**Source information:**

PR #2915, opened 2016-11-30
chore(README): development setup - add deploy-install step

chalin:


README.md
```diff
@@ -29,15 +29,24 @@ This site relies heavily on node and npm.
 1. Make sure you are using at least node v.5+ and latest npm; 
 if not install [nvm](https://github.com/creationix/nvm) to get node going on your machine.
 
-1. Install npm `gulp` package *globally*: `npm install -g gulp`
+1. Install global npm packages by running `./scripts/before-install.sh`
```
filipesilva: Can you revert this line? Not all windows users use a console that can run bash scripts.

chalin: Sure, but wouldn't that apply to all scripts mentioned in the dev setup?

I'm just trying to keep this all DRY. We know that the scripts are kept up-to-date because they are run on Travis. If we duplicate the script commands here, then they run the risk of becoming out of step ... as they did this morning.

If a Windows user can't run a script I'd assume that they'd look inside and run the equivalent commands under Windows. Would that do?

filipesilva: There's only one other mention of the scripts in the readme (the one for resetting the environment). 

I guess it's fine, but will keep an eye out to see if new authors or users have having trouble.

chalin: sgtm, ty

PR #2918, opened 2016-12-01
docs(api/cheatsheet): show ng version + lang in page header

chalin:
Continuation of #2796, "duplicate header cleanup".

This PR also streamlines the cheatsheet page: the language and version are now shown in the header rather than in the page content.
> screen shot 2016-12-01 at 8 09 32 am

The Angular version is also shown on the API Reference page.

cc @kwalrath


chalin:
(Oups, concurrent update problem over the labels it would seem. Kathy approved so I've re-instated the proper labels.)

**Work item:** Find the lines above that contain the word "keep" and copy each one.

**Solution to the exercise:**
I'm just trying to keep this all DRY. We know that the scripts are kept up-to-date because they are run on Travis. If we duplicate the script commands here, then they run the risk of becoming out of step ... as they did this morning.
I guess it's fine, but will keep an eye out to see if new authors or users have having trouble.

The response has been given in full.